On January 15, 2018, Mesquita welcomed her first student, a two-year-old baby girl by the name of Chelsea, who is still with her.

“We didn’t know where this was going to take us but the adventure had begun. But then the stress came and I wanted to go back to my former job as a teacher at Kinder Kollege,” she shared.

As fate would have it, she stuck it out and, with support from Andre, managed to keep the school afloat. But the struggle wasn’t over.

In late 2019, the news of the novel coronavirus virus broke and at first there was hardly any concern by Jamaicans. However, when the spread began across Europe and then the United Stated and it looked as if it was just a matter of time before it reached local shores, concerns were heightened.

But no one could have envisaged the impact COVID-19 would have had on Jamaica. After March when the lockdown began, several businesses closed, some permanently.

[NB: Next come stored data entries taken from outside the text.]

PR #114, opened 2016-07-12
Do not show rows in aggregations if they're empty

micgro42:
There was no check to hide rows from empty schemas in aggregations.

SPR-541

### DIFF
--- a/meta/Search.php
+++ b/meta/Search.php
@@ -390,7 +390,7 @@ class Search {
         foreach($this->columns as $col) {
             $val = $rowColumns["C$C"];
             $C += 1;
-            if (empty($val) || is_a($col->getType(),'dokuwiki\plugin\struct\types\Page') && $val == $rowColumns["PID"]) {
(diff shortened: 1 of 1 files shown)


meta/Search.php
```diff
@@ -376,6 +379,25 @@ public function findColumn($colname) {
...
+     *
+     * @param array $rowColumns an array as returned from the database
+     * @return bool
+     */
+    private function isRowEmpty($rowColumns) {
+        $C = 0;
+        foreach($this->columns as $col) {
+            $val = $rowColumns["C$C"];
+            $C += 1;
+            if (empty($val) || is_a($col->getType(),'dokuwiki\plugin\struct\types\Page') && $val == $rowColumns["PID"]) {
```
splitbrain: A row containing a 0 might not be empty. I guess we should compare against ```=== ''```  here?

micgro42: Done

PR #126, opened 2016-07-13
WIP: use query builder for creating sql queries

splitbrain:
The idea is to give types much more control over the SQL that selects and searches data to allow for more complex types. For this they need to have a defined access to the query that selects the data. This branch adds a query builder for this...

early work in progress

@micgro42 help with testing (even tests for missing functionality) greatly appreciated

- [x] add GROUP BY support
- [ ] add LIMIT/OFFSET support
- [x] add SORT BY support
- [x] make Search use the builder
- [x] give Types the builder in compare()
- [x] make SchemaData use the builder
- [x] give Types the builder in a new getData() function
- [ ] escape/quote passed table and columns names


splitbrain:
Search now uses the QueryBuilder in the most simplistic way. Next the types should be made aware of the builder and we need to figure out what else they need to effectively use it

micgro42:
It's only a matter of personal preference, but could you use
```php
if (!isset($this->from[$tablealias])) {
    throw new StructException('Table Alias does not exist');
}
```
instead of
```php
if(!isset($this->from[$tablealias])) throw new StructException('Table Alias does not exist');
```
?

That way it will be easier to spot lines not covered by tests and it's less error prone when extending it with an additional debug/log/error/cleanup-statement

splitbrain:
fair enough. I'll adjust the code accordingly.

types/AbstractBaseType.php
```diff
@@ -385,6 +386,33 @@ public function compare($column, $comp, $value) {
...
+            case '~':
+                $QB->filters()->where($type, "$column LIKE $pl");
+                break;
+            case '!~':
+                $QB->filters()->where($type, "$column NOT LIKE $pl");
+                break;
+            default:
+                $QB->filters()->where($type, "$column $comp $pl");
+        }
+    }
```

For the couple, the concern was more than just COVID-19.

Mesquita explained: “We found out that the building we occupied was sold with us in it and no notification was given to us by the landlord, except an eviction notice from the new owner. In the middle of COVID we had no home and the face-to-face school seemed like it was going to be a thing of the past. We were devastated. We didn’t know where our school was going to be and outstanding payments from parents did not make the situation any easier for us. But in Jesus’ name we pressed on.”

Without a home for the school, Mesquita faced a roadblock.

TEARS I CRIED

“You would not know the tears I cried, and I was like, ‘God, is it going to happen for me’?” she shared.

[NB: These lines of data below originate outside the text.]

PR #127, opened 2016-07-14
[WIP] Add tests for QueryBuilder

micgro42:
Here more tests for the query builder branch will be added. The query builder branch will be regularly merged into this tests-branch to prevent divergence.

### DIFF
--- a/_test/QueryBuilderFrom.test.php
+++ b/_test/QueryBuilderFrom.test.php
@@ -38,4 +38,24 @@ class QueryBuilderFrom_struct_test extends StructTest {
         $qb->addTable('second', 'T1');
     }
 
+    /**
+     * @expectedException \dokuwiki\plugin\struct\meta\StructException
+     */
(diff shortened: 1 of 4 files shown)


_test/QueryBuilderFrom.test.php
```diff
@@ -0,0 +1,31 @@
...
+        $qb = new QueryBuilder();
+
+        $qb->addTable('first', 'T1');
+        $qb->addTable('second', 'T2');
+        $qb->addTable('third', 'T3');
+
+        $qb->addLeftJoin('T2', 'fourth', 'T4' , 'T2.foo=T4.foo');
+
+        $expectedSQL = '
+            SELECT FROM first AS T1, second AS T2, LEFT OUTER JOIN fourth AS T4
```
splitbrain: this is wrong SQL, there may not be a comma after T2. I just ran into this. Should be fixed in devel branch.

PR #161, opened 2020-08-28
Create lock file under /var/run

sshedi:
/var/run/lock doesn't exist in fedora docker image and ci fails as a
result. So let's create it under /var/run


sshedi:
@keerthanakalyan please merge this asap

keerthanakalyan (approved):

But then, the couple got information about a building, and the first phone call they made, a door was immediately opened.

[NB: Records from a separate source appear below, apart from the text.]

PR #162, opened 2020-09-01
Detect RPM pretrans errors and suggest solution

keerthanakalyan:
RPM transaction errors are reported when Requires(pretrans) dependencies
are added to the same transaction. This fix detects pretrans dependency
failures and suggests solution to resolve these errors.

### DIFF
--- a/client/rpmtrans.c
+++ b/client/rpmtrans.c
@@ -211,6 +211,103 @@ error:
     goto cleanup;
 }
 
+uint32_t
+TDNFDetectPreTransFailure(
+    rpmts pTS,
+    char *pszError
+    )
+{
+    uint32_t dwError = 0;
+    rpmtsi pi = NULL;
+    rpmte pte = NULL;
+    char *pszToken;
+    int i = 0;
+    char *pszErrorStr = NULL;
+    char *pszPkgName = NULL;
+    char *pszSymbol = NULL;
+    char *pszVersion = NULL;
+    char *pszEVR = NULL;
+    char *pszCachePkgName = NULL;
+    char *pszCachePkgEVR = NULL;
+
+    if (!pTS || IsNullOrEmptyString(pszError))
+    {
+        dwError = ERROR_TDNF_INVALID_PARAMETER;
+        BAIL_ON_TDNF_ERROR(dwError);
+    }
+    // Error Str has the format: <Pkg-Name> <Symbol> <version-release>
+    dwError = TDNFAllocateString(pszError, &pszErrorStr);
+    BAIL_ON_TDNF_ERROR(dwError);
+
+    pszToken = strtok(pszErrorStr, " ");
+    while (pszToken != NULL)
+    {
+        switch(i)
+        {
+            case 0:
+                pszPkgName = pszToken;
+                break;
+            case 1:
+                pszSymbol = pszToken;
+                break;
+            case 2:
+                pszVersion = pszToken;
+                break;
+            default:
+                fprintf(stderr, "RPM problem string format unsupported\n");
+                dwError = ERROR_TDNF_INVALID_PARAMETER;
+                BAIL_ON_TDNF_ERROR(dwError);
+        }
+        i++;
+        pszToken = strtok(NULL, " ");
+    }
+
+    if (IsNullOrEmptyString(pszPkgName) || IsNullOrEmptyString(pszSymbol) || IsNullOrEmptyString(pszVersion))
+    {
+        dwError = ERROR_TDNF_INVALID_PARAMETER;
+        BAIL_ON_TDNF_ERROR(dwError);
+    }
+
+    pi = rpmtsiInit(pTS);
+    while ((pte = rpmtsiNext(pi, 0)) != NULL)
+    {
+        dwError = TDNFAllocateString(rpmteN(pte), &pszCachePkgName);
+        BAIL_ON_TDNF_ERROR(dwError);
+
+        dwError = TDNFAllocateString(rpmteEVR(pte), &pszCachePkgEVR);
+        BAIL_ON_TDNF_ERROR(dwError);
+
+        pszEVR = strtok(pszCachePkgEVR, "ph");
+        if (IsNullOrEmptyString(pszEVR))
+        {
+            dwError = ERROR_TDNF_INVALID_PARAMETER;
+            BAIL_ON_TDNF_ERROR(dwError);
+        }
+
+        if (strcmp(pszCachePkgName, pszPkgName) == 0)
+        {
+            if ((strchr(pszSymbol, '>') && (rpmvercmp(pszEVR, pszVersion) > 0)) ||
+                (strchr(pszSymbol, '<') && (rpmvercmp(pszEVR, pszVersion) < 0)) ||
+                (strchr(pszSymbol, '=') && (rpmvercmp(pszEVR, pszVersion) == 0)))
+            {
+                fprintf(stderr, "Detected rpm pre-transaction dependency errors. "
+                        "Install %s %s %s first to resolve this failure.\n",
+                        pszPkgName, pszSymbol, pszVersion);
+                break;
+            }
+        }
+    }
+
+cleanup:
+    rpmtsiFree(pi);
+    TDNF_SAFE_FREE_MEMORY(pszErrorStr);
+    TDNF_SAFE_FREE_MEMORY(pszCachePkgName);
+    TDNF_SAFE_FREE_MEMORY(pszCachePkgEVR);
+    return dwError;
+error:
+    goto cleanup;
+}
+
 int
 doCheck(PTDNFRPMTS pTS)
 {
@@ -218,6 +315,8 @@ doCheck(PTDNFRPMTS pTS)
     rpmpsi psi = NULL;
     rpmProblem prob = NULL;
     nResult = rpmtsCheck(pTS->pTS);
+    char *pErrorStr = NULL;
+    uint32_t dwError = 0;
 
     rpmps ps = rpmtsProblems(pTS->pTS);
     if(ps)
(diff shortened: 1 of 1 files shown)


client/rpmtrans.c
```diff
@@ -211,13 +211,104 @@ TDNFPopulateTransaction(
...
+    rpmte pte = NULL;
+    char *pszToken;
+    int i = 0;
+    char *pszPkgName = NULL;
+    char *pszSymbol = NULL;
+    char *pszVersion = NULL;
+    char *pszEVR = NULL;
+    char *pszCachePkgName = NULL;
+    char *pszCachePkgEVR = NULL;
+
```
tapakund, line 232: better to check for pszError before we use it? If it is NULL or empty string

client/rpmtrans.c
```diff
@@ -211,13 +211,104 @@ TDNFPopulateTransaction(
...
+        pszToken = strtok(NULL, " ");
+    }
+
+    if (!pszPkgName || !pszSymbol || !pszVersion)
+    {
+        dwError = ERROR_TDNF_INVALID_PARAMETER;
+        BAIL_ON_TDNF_ERROR(dwError);
+    }
+
+    pi = rpmtsiInit(pTS);
```
tapakund, line 271: we haven't checked if pTS is valid as well? Also, once check if we should validate pi before passing it in rpmtsiNext.

client/rpmtrans.c
```diff
@@ -211,13 +211,104 @@ TDNFPopulateTransaction(
...
+    while ((pte = rpmtsiNext(pi, 0)) != NULL)
+    {
+        dwError = TDNFAllocateString(rpmteN(pte), &pszCachePkgName);
+        BAIL_ON_TDNF_ERROR(dwError);
+
+        dwError = TDNFAllocateString(rpmteEVR(pte), &pszCachePkgEVR);
+        BAIL_ON_TDNF_ERROR(dwError);
+
+        pszEVR = strtok(pszCachePkgEVR, "ph");
```
tapakund, line 280: check for pszEVR is NULL?

tapakund (commented):
Few comments on some error checks.

client/rpmtrans.c
keerthanakalyan: Done. Thanks.

client/rpmtrans.c
keerthanakalyan: Done. Thanks.

client/rpmtrans.c
keerthanakalyan: Done. Thanks.

client/rpmtrans.c
```diff
@@ -211,13 +211,115 @@ TDNFPopulateTransaction(
...
+    char *pszCachePkgName = NULL;
+    char *pszCachePkgEVR = NULL;
+
+    if (!pTS || !pszError)
+    {
+        dwError = ERROR_TDNF_INVALID_PARAMETER;
+        BAIL_ON_TDNF_ERROR(dwError);
+    }
+    // Error Str has the format: <Pkg-Name> <Symbol> <version-release>
+    pszToken = strtok(pszError, " ");
```
sshedi: Please use strsep instead of strtok.
I think it's better if you do a strdup of pszError string before parsing it using strtok (strtok alters the input string)
So, if pszError is read only, we might end up in segfault.

client/rpmtrans.c
```diff
@@ -211,13 +211,115 @@ TDNFPopulateTransaction(
...
+        {
+            case 0:
+                pszPkgName = pszToken;
+                break;
+            case 1:
+                pszSymbol = pszToken;
+                break;
+            case 2:
+                pszVersion = pszToken;
+                break;
```
sshedi, line 255: Add a default case with a error log

client/rpmtrans.c
```diff
@@ -211,13 +211,115 @@ TDNFPopulateTransaction(
...
+        }
+        i++;
+        pszToken = strtok(NULL, " ");
+    }
+
+    if (!pszPkgName || !pszSymbol || !pszVersion)
```
sshedi: All three should be IsNullOrEmptyString.

client/rpmtrans.c
```diff
@@ -211,13 +211,115 @@ TDNFPopulateTransaction(
...
+    {
+        dwError = ERROR_TDNF_INVALID_PARAMETER;
+        BAIL_ON_TDNF_ERROR(dwError);
+    }
+
+    pi = rpmtsiInit(pTS);
```
sshedi, line 271: Is there a return value by rpmtsiInit?

client/rpmtrans.c
```diff
@@ -211,13 +211,115 @@ TDNFPopulateTransaction(
...
+    while ((pte = rpmtsiNext(pi, 0)) != NULL)
+    {
+        dwError = TDNFAllocateString(rpmteN(pte), &pszCachePkgName);
+        BAIL_ON_TDNF_ERROR(dwError);
+
+        dwError = TDNFAllocateString(rpmteEVR(pte), &pszCachePkgEVR);
+        BAIL_ON_TDNF_ERROR(dwError);
+
+        pszEVR = strtok(pszCachePkgEVR, "ph");
```
sshedi, line 280: Use strsep :)

client/rpmtrans.c
```diff
@@ -211,13 +211,115 @@ TDNFPopulateTransaction(
...
+        if (!pszEVR)
+        {
+            dwError = ERROR_TDNF_INVALID_PARAMETER;
+            BAIL_ON_TDNF_ERROR(dwError);
+        }
+
+        if (strcmp(pszCachePkgName, pszPkgName) == 0)
+        {
+            if (strstr(pszSymbol, ">") && (rpmvercmp(pszEVR, pszVersion) > 0))
```
sshedi: I think strchr is better suited here for checking existence of a character occurrence

Error messages are identical so you can just logical OR the conditions in a single if

client/rpmtrans.c
```diff
@@ -211,13 +211,115 @@ TDNFPopulateTransaction(
...
+            {
+                fprintf(stderr, "Detected rpm pre-transaction dependency errors."
+                        "Install %s %s %s separately first to resolve this failure.\n",
+                        pszPkgName, pszSymbol, pszVersion);
+                break;
+            }
+            else if (strstr(pszSymbol, "<") && (rpmvercmp(pszEVR, pszVersion) < 0))
+            {
+                fprintf(stderr, "Detected rpm pre-transaction dependency errors."
```
sshedi: Add a space:
```
fprintf(stderr, "Detected rpm pre-transaction dependency errors."
fprintf(stderr, "Detected rpm pre-transaction dependency errors. "
```

client/rpmtrans.c
```diff
@@ -211,13 +211,115 @@ TDNFPopulateTransaction(
...
+            else if (strstr(pszSymbol, "=") && (rpmvercmp(pszEVR, pszVersion) == 0))
+            {
+                fprintf(stderr, "Detected rpm pre-transaction dependency errors."
+                        "Install %s %s %s separately first to resolve this failure.\n",
+                        pszPkgName, pszSymbol, pszVersion);
+                break;
+            }
+        }
+    }
+    rpmtsiFree(pi);
```
sshedi: Does this need to be freed in case of error? I mean, it should be added in cleanup:?

client/rpmtrans.c
```diff
@@ -211,13 +211,115 @@ TDNFPopulateTransaction(
...
+            dwError = ERROR_TDNF_INVALID_PARAMETER;
+            BAIL_ON_TDNF_ERROR(dwError);
+        }
+
+        if (strcmp(pszCachePkgName, pszPkgName) == 0)
+        {
+            if (strstr(pszSymbol, ">") && (rpmvercmp(pszEVR, pszVersion) > 0))
+            {
+                fprintf(stderr, "Detected rpm pre-transaction dependency errors."
+                        "Install %s %s %s separately first to resolve this failure.\n",
```
sshedi: IMO, "Install %s %s %s separately to resolve this failure." will suffice.

sshedi (changes requested):

client/rpmtrans.c
keerthanakalyan: This was a requirement, to show the pre-trans errors in the output. Appliance teams use their local repos built with pre-trans dependencies. This is helpful for them to identify the issue.

client/rpmtrans.c
keerthanakalyan: yes, will do that.

client/rpmtrans.c
keerthanakalyan: yes, it returns rpmtsi (transaction element iterator) which is been validated in rpmtsiNext().

client/rpmtrans.c
keerthanakalyan: will do that. Thanks

client/rpmtrans.c
keerthanakalyan: will do that. Thanks

client/rpmtrans.c
keerthanakalyan: will do that. Thanks

client/rpmtrans.c
keerthanakalyan: Since pszError is no longer used in this function as well as in the caller, I feel it should okay if strtok modifies it. what advantage do you see using strsep instead of strtok?

sshedi: Advantage is none in our case but strsep is better than strtok while handling empty fields: https://man7.org/linux/man-pages/man3/strsep.3.html

And concern about pszError is not just modifying, this function might grow in future and we may need the original error string and if in any library updates if error string becomes read only, tdnf will crash

client/rpmtrans.c
sshedi: No, sorry for the confusion, my comment was on second line of print. The word "separately" looks odd.

keerthanakalyan: Separately is added explicitly because they should not add the package to the same command tdnf command along with the other packages. This creates a single transaction.

client/rpmtrans.c
keerthanakalyan: Done. Thanks

sidcha (approved):
LGTM.

sshedi (approved):
Thank you. LGTM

“We called one single person, somebody we had not even spoken to before, and when we called him he said, ‘Come and check me’. When we went there the first thing he said was, ‘What unnu want now?’ So we started laughing and then he said, ‘Okay, I guess church fail yuh, friends fail yuh’,” Mesquita said.

“So we told him what was happening to us and he just said, ‘Okay, I’m going to help you’.”

She continued, “It so happened that Kinder Kollege had to close down permanently because of the devastating effect of COVID-19, and that is the building he offered us and we took it. All now I can’t believe it.”

HOME-LIKE SETTING

Future Scholars Childcare and Preschool, operating under the motto ‘A Foundation for the Future’, offers a wide range of services for children aged three months to five years old. It offers day care service during regular hours and 24-hour service on request, along with extracurricular activities such as green tech club, home skilz club, and tiny innovators club, among others.

Services also include assistance to remedial students, private tutoring, and reading classes.

“It’s a home-like setting, as we provide breakfast, lunch and dinner,” Mesquita said. “We also groom the children’s hair and even wash their clothes where necessary, without charging extra, as we know sometimes it’s difficult for parents to pay attention to grooming, especially with certain types of jobs. I just want to see the kids happy.”

Mesquita said with the grace of Almighty God, it has been her passion and determination to succeed, backed by support from her husband Andre, who she describes as her source of inspiration and an energy battery that has made her dream a reality.